Contributing to that is the fact that studies show that the vaccines taken by the majority of China’s population, made in-country by two local companies, Sinovac and Sinopharm, haven’t provided as much protection against infection or severe disease as those produced in the U.S. and Europe. Those vaccines use inactivated forms of the SARS-CoV-2 virus to stimulate the immune system, while other approaches have utilized new mRNA or viral vector technologies. That means that China’s population, although it may be immunized, may not be as protected as they could be. Indeed, Lipkin says that were China to deploy vaccines like the mRNA shot from Pfizer-BioNTech and Moderna, or the viral vector vaccines from AstraZeneca, as booster shots, it could improve the protection begun by the inactivated virus vaccines the Chinese have used to date. Chinese scientists have been working on these other types of vaccines, including mRNA shots, but the health leadership has not yet endorsed these for widespread use in the country.

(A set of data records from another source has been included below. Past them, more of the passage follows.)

PR #736, opened 2024-05-19
Fix ldc opcode in internal contexts

Dentosal:
LDC opcode was behaving incorrectly in internal contexts, i.e. when called from within a contract.

https://github.com/FuelLabs/fuel-specs/pull/584

## Checklist

### Before requesting review

### DIFF
--- a/fuel-vm/src/interpreter/blockchain.rs
+++ b/fuel-vm/src/interpreter/blockchain.rs
@@ -585,7 +585,7 @@ where
             .try_into()
             .map_err(|_| PanicReason::MemoryOverflow)?;
 
-        let current_contract = current_contract(&self.context, self.fp, self.memory)?;
+        let current_contract = current_contract(self.context, self.fp, self.memory)?;
 
         let length = bytes::padded_len_usize(
             length_unpadded
--- a/fuel-vm/src/interpreter/blockchain.rs
+++ b/fuel-vm/src/interpreter/blockchain.rs
@@ -102,8 +102,6 @@ where
         // We will charge for the contracts size in the `load_contract_code`.
         self.gas_charge(gas_cost.base())?;
         let contract_max_size = self.contract_max_size();
-        let current_contract =
-            current_contract(&self.context, self.registers.fp(), &self.memory)?;
         let (
             SystemRegisters {
                 cgas,
@@ -119,6 +117,7 @@ where
         ) = split_registers(&mut self.registers);
         let input = LoadContractCodeCtx {
             memory: &mut self.memory,
+            context: &self.context,
             profiler: &mut self.profiler,
             storage: &mut self.storage,
             contract_max_size,
@@ -127,7 +126,6 @@ where
                 &mut self.panic_context,
             ),
             gas_cost,
-            current_contract,
             cgas,
             ggas,
             ssp,
@@ -538,10 +536,10 @@ where
 struct LoadContractCodeCtx<'vm, S, I> {
     contract_max_size: u64,
     memory: &'vm mut Memory,
+    context: &'vm Context,
     profiler: &'vm mut Profiler,
     input_contracts: InputContracts<'vm, I>,
     storage: &'vm S,
-    current_contract: Option<ContractId>,
     gas_cost: DependentCost,
     cgas: RegMut<'vm, CGAS>,
     ggas: RegMut<'vm, GGAS>,
@@ -576,7 +574,6 @@ where
     {
         let ssp = *self.ssp;
         let sp = *self.sp;
-        let fp = *self.fp;
         let region_start = ssp;
 
         if ssp != sp {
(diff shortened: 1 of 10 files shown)


fuel-vm/src/interpreter/blockchain/code_tests.rs
```diff
@@ -14,7 +14,7 @@ use crate::{
 use fuel_tx::Contract;
 
 #[test]
-fn test_load_contract() -> IoResult<(), Infallible> {
+fn test_load_contract_in_script() -> IoResult<(), Infallible> {
```
MitchTurner, line 17: Shouldn't these tests be against the `Interpreter` instead of against `LoadContractCodeCtx`?

Dentosal: They should probably be against both. I still hate that `LoadContractCodeCtx` and the others like that even exist.

xgreenx (dismissed):

fuel-vm/src/interpreter/blockchain.rs
```diff
@@ -636,19 +636,20 @@ where
...
-            let old_code_size = Word::from_be_bytes(self.memory.read_bytes(fp)?);
-
+        // Update frame code size, if we have a stack frame (i.e. fp > 0)
+        if self.context.is_internal() {
+            let code_size_ptr =
+                (*self.fp).saturating_add(CallFrame::code_size_offset() as Word);
+            let old_code_size =
+                Word::from_be_bytes(self.memory.read_bytes(code_size_ptr)?);
+            let old_code_size = padded_len_word(old_code_size)
+                .expect("Code size cannot overflow with padding");
```
Dentosal, line 646: I would assume the size should already be padded when written in memory. Is it really correct to just compute padding here?

xgreenx: Our code uses unpadded value in the `CallFrame`

image

xgreenx (approved):

fuel-vm/src/interpreter/blockchain.rs
Dentosal: Yep. Shouldn't `CallFrame` use the padded value?

xgreenx: I don't know=) The question is to the compiler team: do they use it somehow or not? Or is it used by anyone=)

Our specification says "Code size in bytes.", that sounds like exact size of the contract without padding.

image

Dentosal: I'll ask the team, but a quick search from Sway codebase seems like they don't use this for anything. Time to remove? :D

Voxelot: Doesnt "word-aligned" mean the same thing as padding here?

Dentosal: Yep.

Moved to use padded size in 7335f9fe.

xgreenx:
Could ou also update the Specification to specify this behaviour explicitly, please?=)

fuel-vm/src/tests/blockchain.rs
```diff
@@ -2047,3 +2047,180 @@ fn coinbase_works() {
 
     assert_eq!(data.as_ref().unwrap(), &*expected);
 }
+
+#[test]
+fn various_ldc_issues_poc() {
```
MitchTurner, line 2052: Is there any way to break this down in to more granular && specific tests? Tests like this are hard to maintain as it's not clear what behavior they are defining.

fuel-vm/src/interpreter/blockchain/code_tests.rs
MitchTurner: Okay. I don't you to fix the architecture in this PR.

fuel-vm/src/interpreter/flow.rs
```diff
@@ -579,27 +584,35 @@ where
...
+        mem_frame.copy_from_slice(&frame.to_bytes());
+        let (mem_code, mem_code_padding) = mem_code.split_at_mut(code_size);
+        read_contract(call.to(), self.storage, mem_code)?;
+        mem_code_padding.fill(0);
+
+        #[allow(clippy::arithmetic_side_effects)] // Checked above
+        let code_start =
+            (*self.registers.system_registers.fp) + CallFrame::serialized_size() as Word;
+
+        *self.registers.system_registers.pc = code_start;
```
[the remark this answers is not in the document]
Dentosal: No? Essentially it was before like this:

```python
content_size = len - frame_len_with_padding
frame_end = fp + content_size # return value
```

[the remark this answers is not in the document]
xgreenx: Ohh, there is `saturating_sub`, I missed that=D

xgreenx (approved):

Then there is the human and economic toll of quarantining people, cutting them off from and disrupting their social, professional, and cultural connections. The result has been that pent up frustrations have erupted into protests against not just the restrictive COVID-19 policies, but the entire communist system in recent weeks, in a stunning and rapidly spreading movement. “I think the Party was caught off guard when they were seeing protests in multiple cities,” says Huang.

How to take the next step forward

Health experts agree that the path out of zero-COVID is to accelerate vaccination of the population, which Chinese leadership has been attempting to execute in recent weeks. Party officials are fighting a problem of their own making, however, as many elderly members of the population have not been immunized because they don’t feel the urgency in a country where cases had been relatively low given the strict lockdowns. In a report released on Nov. 28, government health officials in China said 65.8% of people over age 80 years had received a booster dose. That’s an increase from the 40% reported in the middle of the month—but still far too low.

Even if more people are boosted, given the waning protection provided by those shots, especially against newer Omicron variants, such boosters may not be enough to bolster the population’s immunity to levels that would justify phasing out the zero COVID policy. As long as the virus is able to produce more copies of itself, it will continue to evolve and generate new mutations, some of which could become variants that spread more quickly or cause more severe disease. The roulette wheel of viral mutations continues to spin, and the best defense to slow it down is through immunity—either from vaccinations or bouts of infections.

“China has a population with very little infection-acquired immunity. And the vaccine acquired immunity has not held up well over time against new variants,” says Rivers. “So we expect a population that is largely susceptible. And those are conditions for large waves of infections. From a public health perspective, I would expect widespread vaccination and boosting of older people. But that is as much a political question as a public health one.”